* _THE DATA_:
* * *

PR #3891, opened 2025-11-16
Add git diff extension

eloi-menaud:


eloi-menaud:
@cla-bot check

MrSubidubi:
Thanks, but we should have language support for Git Diff built-in: 

https://github.com/zed-industries/zed/blob/e833d1af8d8ba7b3445b07df7356108886cb40aa/crates/languages/src/diff/config.toml#L2

Can we not instead extend the highlighting there? Or does this extension add anything to that? Even then, could you look into contributing this into core instead?

eloi-menaud:
Sorry, I think it hasn't been managed because it doesn't work on my side (v0.212.6 NixOS), but it must be on my side then. 

Moreover, `@diff.plus` and `@diff.minus` tags are used but regarding the [doc](https://zed.dev/docs/extensions/languages#syntax-highlighting) they do not exists, are they implemented but absent from the documentation, or do they not point to anything?

MrSubidubi:
> Sorry, I think it hasn't been managed because it doesn't work on my side (v0.212.6 NixOS), but it must be on my side then.

No need to apologize, I'll also take a look tomorrow morning and see whether this might be on us. Could you elaborate what the issue was here?

> Moreover, @diff.plus and @diff.minus tags are used but regarding the [doc](https://zed.dev/docs/extensions/languages#syntax-highlighting) they do not exists, are they implemented but absent from the documentation, or do they not point to anything?

A contributor fixed this a few days ago and this will roll out next week to preview, the week after to Stable IIRC (might be a week earlier and already on preview). Short summary is that we should 
- document syntax highlighting keys better (probably more than half of what is available is not documented, if not more)
- enable better fallback highlighting for such cases

Both is on my TODO-list, but does not have the highest priority sadly. But I definitely keep it in mind and might actually look at the latter rather soon.

Gonna close this given the circumstances, thank you still for getting this PR up! And please, also elaborate on what issues you ran into. Thanks!

PR #3914, opened 2025-11-18
Add ghostty-zed extension

Else00:
Added a simple extension that enable the syntax highlighting for the Ghostty config file from https://github.com/bezhermoso/tree-sitter-ghostty

### DIFF
--- a/.gitmodules
+++ b/.gitmodules
@@ -994,6 +994,10 @@
 	path = extensions/gentle-dark
 	url = https://github.com/gentlelionstudios/gentle-dark-zed.git
 
+[submodule "extensions/ghostty"]
+	path = extensions/ghostty
+	url = https://github.com/Else00/ghostty-zed-extension.git
+
 [submodule "extensions/git-firefly"]
 	path = extensions/git-firefly
 	url = https://github.com/d1y/git_firefly.git
@@ -3385,6 +3389,3 @@
 [submodule "extensions/zwirn"]
 	path = extensions/zwirn
 	url = https://codeberg.org/polymorphicengine/zwirn-zed-extension.git
-[submodule "extensions/ghostty"]
-	path = extensions/ghostty
-	url = https://github.com/Else00/ghostty-zed-extension.git


Else00:
@cla-bot check

Else00:
@cla-bot check

Else00:
@cla-bot check

Else00:
@cla-bot check

Else00:
Hi, and thanks for merging the Ghostty extension, @MrSubidubi.

After it landed, I did some more testing on both macOS and Linux and I am seeing some inconsistent behavior around how Zed applies the Ghostty language based on `path_suffixes`. I am not completely sure I have mapped every pattern perfectly, because the behavior is not fully consistent, but there is probably enough here to see whether this is expected or a bug.

Environment:

* Zed 0.213.3
* macOS 26.1
* Ubuntu 24.04.3 LTS (aarch64, Parallels)

Ghostty config paths I am testing:

* macOS: `~/Library/Application Support/com.mitchellh.ghostty/config`
* Linux: `~/.config/ghostty/config`

The language configuration in the merged extension is:

```toml
# languages/ghostty/config.toml
name = "Ghostty"
grammar = "ghostty"
path_suffixes = ["ghostty/config"]
line_comments = ["#"]
scopes = ["source.ghostty"]
```

My understanding is that `path_suffixes = ["ghostty/config"]` should match any file whose full path ends with `ghostty/config`, which would include both paths above. While debugging, I also tried temporarily changing it to:

```toml
path_suffixes = ["ghostty/config", "config/ghostty/config"]
```

and I even created a test file at `com.mitchellh.ghostty/config` on Linux to see how that interacted with the suffixes. Those experiments did not fundamentally change the core issue described below, so I do not think this is only about the exact suffix string.

What I am actually seeing, on both macOS and Linux, and for both paths:

* If I start Zed "cold" and open the Ghostty config as the very first file (for example `zed ~/.config/ghostty/config` on Linux, or `zed "~/Library/Application Support/com.mitchellh.ghostty/config"` on macOS), the buffer often opens with the language shown as `Unknown` in the bottom-right selector. Ghostty is not applied automatically in that case.
* If Zed is already running with other files open, and I then open the same config paths (either from the command line or via Ghostty's `open_config` shortcut), the file is usually detected correctly as Ghostty and the language selector in the bottom-right shows "Ghostty".
* When detection fails and the language is `Unknown`, if I use the language selector in the bottom-right of the status bar to switch the buffer to "Ghostty", the syntax highlighting works as expected. That suggests that the grammar and highlight queries are fine, and the problem is only the initial language selection.

The same general pattern applies for both:

* `~/Library/Application Support/com.mitchellh.ghostty/config` on macOS
* `~/.config/ghostty/config` on Linux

* * *

* _WHAT IS NEEDED_: Whatever else the listing above holds, retype exactly only the lines from the one containing "What I am actually" to the one containing "Zed is already", both ends kept.

* _ANSWER BELOW_:
What I am actually seeing, on both macOS and Linux, and for both paths:

* If I start Zed "cold" and open the Ghostty config as the very first file (for example `zed ~/.config/ghostty/config` on Linux, or `zed "~/Library/Application Support/com.mitchellh.ghostty/config"` on macOS), the buffer often opens with the language shown as `Unknown` in the bottom-right selector. Ghostty is not applied automatically in that case.
* If Zed is already running with other files open, and I then open the same config paths (either from the command line or via Ghostty's `open_config` shortcut), the file is usually detected correctly as Ghostty and the language selector in the bottom-right shows "Ghostty".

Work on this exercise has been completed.